Ce philosophe d’outre-Manche a écrit une page charmante sur le rôle du verre dans la féerie. Pantoufles de verre, palais de verre, quenouilles de verre, il est certain que le verre y abonde : « Tout le monde peut vivre dans une maison de verre, s’il ne se trouve personne pour y jeter des cailloux… Souvenez-vous cependant que ce n’est pas la même chose d’être fragile que d’être éphémère… Heurtez un verre ; il ne durera pas un instant… Évitez simplement de le heurter : il durera mille ans. Ainsi semblait-il en être au pays des elfes, sur la terre.
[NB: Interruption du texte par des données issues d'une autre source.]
Issue #4162, opened 2026-07-12
[P2][planning] Untangle the excluded view-table migration cluster so the full snapshot-protection suite can run in CI


zensgit:
**Type:** planning-only (P2). Not on any current critical path. Investigation + design first; no code changes are requested by this ticket itself.

## Problem

`tests/integration/snapshot-protection.test.ts` boots a real `MetaSheetServer` against real Postgres and exercises snapshot labelling / protection / rules over HTTP. It currently runs in **no** CI workflow. Its silent-return false-green was removed in #4145 (setup now hard-fails; `expect.hasAssertions()`), so it can no longer report green without executing — but it still cannot be **wired into** CI, because the CI test database cannot be migrated to the schema it needs.

The `Run DB migrations` step in `.github/workflows/plugin-tests.yml` migrates `metasheet_test` with a `MIGRATION_EXCLUDE` list that omits the view-table migration cluster:

- `20250924120000_create_views_view_states.ts`
- `20250925_create_view_tables.sql`
- `042a_core_model_views.sql`

So the CI database has **no `views` table**. `SnapshotService.createSnapshot` → `captureViewState` does `selectFrom('views')`, so every assertion in the suite fails with `relation "views" does not exist`. (Empirically confirmed: wiring the suite in fails 21/21 on exactly that error.)

Re-enabling the two snapshot-label migrations alone is safe and additive, but insufficient — the `views` cluster is the real blocker, and it is almost certainly excluded because those migrations conflict with each other or with later ones.

## Goal

1. Determine **why** the view-table migration cluster is excluded (which migrations conflict, and how).
2. Design a resolution so the test database can be migrated to include `views` / `view_states` without breaking the other real-DB suites that share the migration lane.
3. Once resolved, wire the full `snapshot-protection.test.ts` suite into the required real-DB lane (two-point wiring: excluded from the no-DB default job so it cannot skip-green, run as a whole file in `test (20.x)`), with `--reporter=verbose` so an empty collection is visible.

## Non-goals / guard-rails

- Do **not** remove entries from `MIGRATION_EXCLUDE` piecemeal without understanding the conflicts — it feeds several real-DB steps, and a bad change would break unrelated suites.
- This is a migration-hygiene / CI change, independent of any feature work.

## Context

[...]

PR #4198, opened 2026-07-12
docs+ci(migration): T8 — document the 3 exclusion lists' rationale + harden warn-only guard to full coverage

zensgit:
## Scope

T8 (小头, non-planning-gated) from the database-audit P1-3 finding: **document, don't unify**,
the three independent migration exclusion/skip lists, and **harden the warn-only guard's
coverage without changing its semantics**. The big rework named in #4162 (fix
view_states/gantt/snapshot/protection migrations' `up()`, lift the CI exclusion, wire the two
zero-coverage integration tests into CI) is **explicitly out of scope here** and remains gated.

No actual exclude/skip set changed anywhere. No stock-prep code, `http-routes.cjs`, or migration
DDL touched. Verified via diff that every `MIGRATION_EXCLUDE:` value line and the
`SUPERSEDED_LEGACY_SQL_MIGRATIONS` array contents are byte-identical before/after.

## A. Three lists, now inline-documented

Confirmed (via git blame/log, not guessed) three independent mechanisms:

1. **CI per-PR gate's `MIGRATION_EXCLUDE`** — `plugin-tests.yml` (x2 jobs),
   `observability-strict.yml`, `observability-e2e.yml`, `safety-guard-e2e.yml`. Drops a
   migration entirely (no history marker).
2. **`migration-replay.yml`'s own `MIGRATION_EXCLUDE` subset** — narrower job (run
   `db:migrate` twice, assert idempotency), independently evolving.
3. **`SUPERSEDED_LEGACY_SQL_MIGRATIONS`** in `migration-provider.ts` — turns a migration into
   a no-op history marker (name stays, body doesn't run) instead of dropping it.

Every occurrence of #1/#2 (6 total) now carries per-item reason comments plus a shared header
explaining the 3-mechanism relationship. Two real divergences are documented with their actual
git history instead of guessed rationale:

- **`20250925_create_view_tables.sql`**: the owner_id FK bug it guards against was fixed by
  #3627, and `migration-replay.yml` already dropped this exclusion in #3632 (verified passing
  there). The other 4 occurrences were never re-verified/updated to match — flagged as
  **possibly stale**, not resolved here (that's the #4162 untangling).
- **`zzzz20260114110000_create_user_orgs_table.ts`**: `plugin-tests.yml`'s `test` job
  deliberately does **not** exclude it — attendance auto-absence needs `user_orgs` applied
  there (commit `b1fc1e19d1`, message quoted in the comment). The same commit also dropped it
  from the `after-sales-integration` job in the same file, which doesn't touch
  attendance/user_orgs — flagged as a **possible unverified side-effect** of a file-wide edit
  rather than asserted as intentional.

`migration-provider.ts`'s `SUPERSEDED_LEGACY_SQL_MIGRATIONS` (30 entries, array contents
unchanged) now has grouped rationale comments (zombie tables, two entries backing genuinely
dead code — `WorkflowRepository.ts` / `DataMaterializationService.ts` have zero importers
repo-wide, `035_create_files`'s gap closed by #4016, `users` column drift) plus the documented
3-item overlap with `MIGRATION_EXCLUDE` (042a/048/049, confirmed harmless by the 2026-07-10
audit) and the known asymmetry: **production/on-prem `db:migrate` runs with no exclude at
all**, so the view-table cluster excluded in CI has never had a per-PR green run of its `up()`
— that gap is #4162, gated.

`packages/core-backend/MIGRATION_EXCLUDE_TRACKING.md` gets a new section making it the single
source of truth for the 3-list relationship + the divergence table, plus a note that its own
Pre-Existing-Issues/Phase-2/History sections reference migration filenames that no longer exist
(2025-10-29 plan superseded by the 2026-05-12 no-op/twin design) — historical content kept, not
deleted. `packages/core-backend/migrations/claudedocs/MIGRATION_FIX_GUIDE.md` (2025-10-29,
progress frozen at 1/7) gets a stale-notice banner pointing at the current design doc and
tracking doc — content kept, not deleted.

## B. Guard hardened from 3/10 to full coverage

`scripts/ci/validate-migration-exclude.sh` previously checked whether a `MIGRATION_EXCLUDE`
env var contained 3 hardcoded filenames (and isn't wired into any workflow or npm script —
confirmed via repo-wide grep both before and after this change; it remains unwired). It now
reads the real workflow files and `migration-provider.ts` directly and checks:

- **A**: every item in every one of the 6 `MIGRATION_EXCLUDE` occurrences against the full
  known 11-item baseline (not 3) — anything extra is flagged as a possibly-undocumented new
  exclusion;
- **B**: every occurrence-to-occurrence divergence against a table of the two known, reviewed
  divergences above — anything else is flagged as undocumented drift;
- **C**: the overlap between `MIGRATION_EXCLUDE` and `SUPERSEDED_LEGACY_SQL_MIGRATIONS` against
  the known 3-item overlap, in both directions (new unexpected overlap, or an expected overlap
  item going missing);
- **D**: a size canary + design-doc-pointer presence check on `SUPERSEDED_LEGACY_SQL_MIGRATIONS`.

**Semantics unchanged: still warn-only, still exits 0 unconditionally, still not wired into any
workflow.** I did not flip it to fail-closed and did not wire it into CI — both would be
behavior changes.

**Recommendation for the owner** (not applied): now that the guard actually covers the full
list and cross-checks git-verified divergences instead of 3 arbitrary filenames, it may be
worth (a) wiring it as a non-blocking step somewhere (e.g. `plugin-tests.yml`) so its warnings
show up in CI logs instead of requiring a manual run, and/or (b) deciding whether categories A/C
(brand-new undocumented items) should eventually fail closed while B/D stay warn-only. Both are
your call, not mine to make unilaterally.

Refactored `main()` into a testable `run_checks()` (no `exit`) + thin `main()` wrapper, and made
`WORKFLOWS_DIR`/`PROVIDER_FILE` overridable via env vars. Added
`scripts/ci/__tests__/validate-migration-exclude.test.sh` (mirrors the existing
`ci-flake-classify.test.sh` convention) with `good`/`drift` fixture sets under
`scripts/ci/__fixtures__/migration-exclude/`.

## Test results

- `bash scripts/ci/validate-migration-exclude.sh` against the real repo: **0 warnings** (only
  informational asymmetry note) — confirms today's state is fully documented by the new
  KNOWN_* tables.
- `bash scripts/ci/__tests__/validate-migration-exclude.test.sh`: good fixture → 0 warnings;
  drift fixture → all 5 injected drift cases detected (undocumented exclusion, undocumented
  divergence, undocumented overlap, missing expected overlap, missing doc pointer). PASS.
- `packages/core-backend`: `tests/unit/migration-provider.test.ts` — 6/6 passing (unchanged).
- `npx tsc --noEmit -p packages/core-backend` — clean.
- `bash scripts/ci/__tests__/ci-flake-classify.test.sh` (neighboring test, unaffected) — PASS.
- Diff vs merge-base confirms zero changes to any actual `MIGRATION_EXCLUDE` value line or the
  `SUPERSEDED_LEGACY_SQL_MIGRATIONS` array contents — comments/docs/guard-script only.

## Explicitly out of scope (per instructions)

- #4162's big fix (view_states/gantt/snapshot/protection migrations' `up()`, lifting the CI
  exclusion, wiring `snapshot-protection.test.ts` into CI) — untouched, still planning-gated.
- No workflow's actual exclude set changed.
- No stock-prep code, `http-routes.cjs`, or migration DDL touched.
- Guard was not flipped to fail-closed and was not wired into any workflow (see recommendation
  above).


zensgit:
已核实:**无任何实际 MIGRATION_EXCLUDE 值 / SUPERSEDED 数组内容变化**(逐字比对 origin/main:值 count 一致、数组 diff 零)——只加内联注释/文档/守卫。守卫**语义不变(warn-only、exits 0、未接任何 workflow)**。#4162 大修仍 gated 未动。低风险,arm。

Le bonheur dépendait d’une chose que l’on ne devait pas faire, et que l’on aurait pu faire à chaque instant… » Si étrange, si insignifiante paraît être la chose à ne pas faire. « Un mot est oublié, et des cités périssent. Une lampe est allumée, et l’amour s’enfuit. Une fleur est arrachée, et des vies humaines se perdent… »

De même il est un atome de vérité qui vous paraît fort indifférent à votre vie morale, et vous jugez inutile de le retenir ; s’il s’échappe, cette même vie morale vous semblera plus languissante. Pourquoi ? C’est que l’absence d’une vérité dans votre atmosphère — quelle que soit cette vérité, morale ou métaphysique — y diminue la somme d’air respirable.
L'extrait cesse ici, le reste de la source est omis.